* **What is required**:
Give the total of lines holding the word "component" in the records below, and nothing else.

*** Opening Available data ***

PR #208, opened 2019-01-22
Suppress repeat web3 warnings

timoxley:
Prevents repeated web3 poller warnings from appearing. 

i.e. prevents this:

image

If the same warning would be logged twice in a row, the second one will be ignored.
This allows new warnings to be shown.

Alternatively this could suppress any warning that had already been seen, however this runs the risk of suppressing too much.

Another alternative would be to specifically suppress the repeated "Provider not set or invalid" messages.

Also, perhaps this should only be enabled in development.


fonty1:
I'm not sure console warnings would display in Production env regardless. 

As Juha says, we should probs replay the error every minute if needed.

PR #210, opened 2019-01-23
[PLATFORM-302] Share modal

juhah:
Refactoring of the share modal, can be tested in Canvas and stream list views. I wanted to refactor the `permission` module as well but finally it seemed more trouble than it was worth so I abandoned it. Might take another stab at it to at least clean it up a bit but left as is for now.

Other changes:
- Removed `error.svg` file from `$shared/assets/images` and moved to `SvgIcon` component. Also the changed the `Notification` component that used it.
- Added couple of other icons to `SvgIcon` as well
- Separate `Select` component from the `SelectInput` that has a label (wrapped `FormControl`)

The design doesn't exactly match since we cannot get the proper user names from API.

*** Closing Available data ***

* **Exercise response**:
2